Stored data:
§ §

PR #9254, opened 2022-10-03
Remove some on validate

Bod9001:
hopefully this might stop the editor randomly opening prefabs and doing stuff, though On validate was still Triggering for some random stuff, so I think that is within unity land


UnityProject/Assets/Scripts/Tilemaps/Tiles/ObjectTile.cs
```diff
@@ -29,46 +29,46 @@ public class ObjectTile : BasicTile
...
-			}
-
-			objectCurrent = Object;
-
-			if (objectCurrent != null && objectCurrent.GetComponentInChildren<RegisterItem>() != null)
-			{
-				IsItem = true;
-			}
-		}
+		// private void OnValidate()
```
corp-0: if this really isn't needed, just remove it. Don't comment it.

§ §

EXERCISE DIRECTIONS >>
The answer is the data above, retyped exactly in full.

FINAL ANSWER >>
PR #9254, opened 2022-10-03
Remove some on validate

Bod9001:
hopefully this might stop the editor randomly opening prefabs and doing stuff, though On validate was still Triggering for some random stuff, so I think that is within unity land


UnityProject/Assets/Scripts/Tilemaps/Tiles/ObjectTile.cs
```diff
@@ -29,46 +29,46 @@ public class ObjectTile : BasicTile
...
-			}
-
-			objectCurrent = Object;
-
-			if (objectCurrent != null && objectCurrent.GetComponentInChildren<RegisterItem>() != null)
-			{
-				IsItem = true;
-			}
-		}
+		// private void OnValidate()
```
corp-0: if this really isn't needed, just remove it. Don't comment it.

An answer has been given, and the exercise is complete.